Oddly when they take my blood pressure it's a bit lower than normal.  Perhaps I need to rant more often?  My heart rate is up 10 bpm, probably for all the loud talking and hand gesturing.  Red blood cells seem to be going down but otherwise blood work looks normal. The NEW normal.  Of course, I have no idea what the old normal is, they didn't start sticking me regularly with needles until I was sick.  

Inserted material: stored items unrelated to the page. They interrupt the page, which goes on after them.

PR #405, opened 2018-09-24
Fixed steps for confusing apps UI in on premise SharePoint

davidchesnut:


davidchesnut:
Creating a new PR in place of this one that has a staging build

Issue #2238, opened 2020-09-30
Excel.CustomFunctionDimensionality.matrix is not a valid type


chucklay:
Hi,

It seems like this page is outdated. In the "Range Parameters" section, it notes that if a range is passed as a parameter, its type will be `Excel.CustomFunctionDimensionality.matrix`. While using this type, a function file written in TypeScript will fail to compile, due to `Excel` not having an exported `CustomFunctionDimensionality` member. In addition, attempting to set the type of the parameter to `any[][]` (similar to what is done in the JS example) will cause my custom function to fail due to an "Unliftable Array", which leaves me confused: is there any way to use a range as a parameter in a custom function written in typescript?

ScriptLab Gist demonstrating the missing `CustomFunctionDimensionality` (not mine, but it illustrates the issue): https://gist.github.com/maninweb/8754249beff8460abeacd6a323fddd2e

ScriptLab Gist demonstrating the "Unliftable Array" issue: https://gist.github.com/chucklay/59da1f83ae283c5685c8f6ba058cbf4a

---
#### Document Details

⚠ *Do not edit this section. It is required for docs.microsoft.com ➟ GitHub issue linking.*

* ID: 17035fc0-ca69-03f2-fe37-8189ff870cc7
* Version Independent ID: 2d43e719-043b-7a62-04bb-66b2cce7bf1d
* Content: [Options for Excel custom functions - Office Add-ins](https://docs.microsoft.com/en-us/office/dev/add-ins/excel/custom-functions-parameter-options?tabs=javascript#range-parameters)
* Content Source: [docs/excel/custom-functions-parameter-options.md](https://github.com/OfficeDev/office-js-docs-pr/blob/master/docs/excel/custom-functions-parameter-options.md)
* Product: **excel**
* Technology: **add-ins**
* GitHub Login: @o365devx
* Microsoft Alias: **o365devx**

alison-mk:
Hi @chucklay, thank you for taking the time to submit this issue! I will investigate and update the documentation, and then report back here. 

Cheers, 
Alison

chucklay:
Hi, any news on this? This has officially prevented us from publishing, as our workaround (pass the range in as a string) was ignored by Microsoft's testers, who passed the range in as a range, and failed our add-in due to the "unliftable array" issue.

alison-mk:
[...]

PR #2371, opened 2020-12-09
[Excel] (Custom Functions) Clarify Range parameters article section

alison-mk:
This PR addresses Github issue #2238.

### DIFF
--- a/docs/excel/custom-functions-parameter-options.md
+++ b/docs/excel/custom-functions-parameter-options.md
@@ -1,5 +1,5 @@
 ---
-ms.date: 11/06/2020
+ms.date: 12/09/2020
 description: 'Learn how to use different parameters within your custom functions, such as Excel ranges, optional parameters, invocation context, and more.'
 title: Options for Excel custom functions
 localization_priority: Normal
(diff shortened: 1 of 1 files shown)


docs/excel/custom-functions-parameter-options.md
```diff
@@ -114,7 +114,7 @@ function getWeatherReport(zipCode?: number, dayOfWeek?: string): string {
 
 Your custom function may accept a range of cell data as an input parameter. A function can also return a range of data. Excel will pass a range of cell data as a two-dimensional array.
 
-For example, suppose that your function returns the second highest value from a range of numbers stored in Excel. The following function accepts the parameter `values`, which is of type `Excel.CustomFunctionDimensionality.matrix`. Note that in the JSON metadata for this function, the parameter's `type` property is set to `matrix`.
+For example, suppose that your function returns the second highest value from a range of numbers stored in Excel. The following function accepts the parameter `values`, and the JSDOC syntax `number[][]` sets the parameter's `type` property to `matrix` in the JSON metadata for this function.
```
davidchesnut, line 117:
```suggestion
For example, suppose that your function returns the second highest value from a range of numbers stored in Excel. The following function accepts the parameter `values`, and the JSDOC syntax `number[][]` sets the parameter's `dimensionality` property to `matrix` in the JSON metadata for this function. 
```

The actual JSON is: "dimensionality": "matrix",
and: "type": "number"

davidchesnut (changes requested):
Nice, just one change based on observation from running in script lab.

davidchesnut (approved):
Looks great!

I later take to social media to complain about Ambetter's lack of customer service, but I don't mention there that I have cancer so it's hard to whine too loud about the lunacy of it.  Perhaps they should approve the PLAN of  # number of chemo treatments followed by a CT, but no, they want to deny each drug and test individually. 

So on to the seven meds.  Seven?  Eight.  Pills are Pepcid. Benadryl. Tylenol. IVs and push are Steroid.  Steroid. Nausea drug. Chemo Drug one.  Chemo Drug two.  Still a mix up over the Pepcid by mouth - they have IV but not pill.  I'd rather take a pill over an extra 30-45 minutes IV, so we wait for pharmacy to send it later with the chemo drugs.

As usual the 50 mg of Benadryl and the steroids and who knows what else gives me a couple hours of a nice nap.  And then home for an early snooze after eating a Whatburger I grabbed on the way.  Almost 8 PM,  about time for bed on chemo day.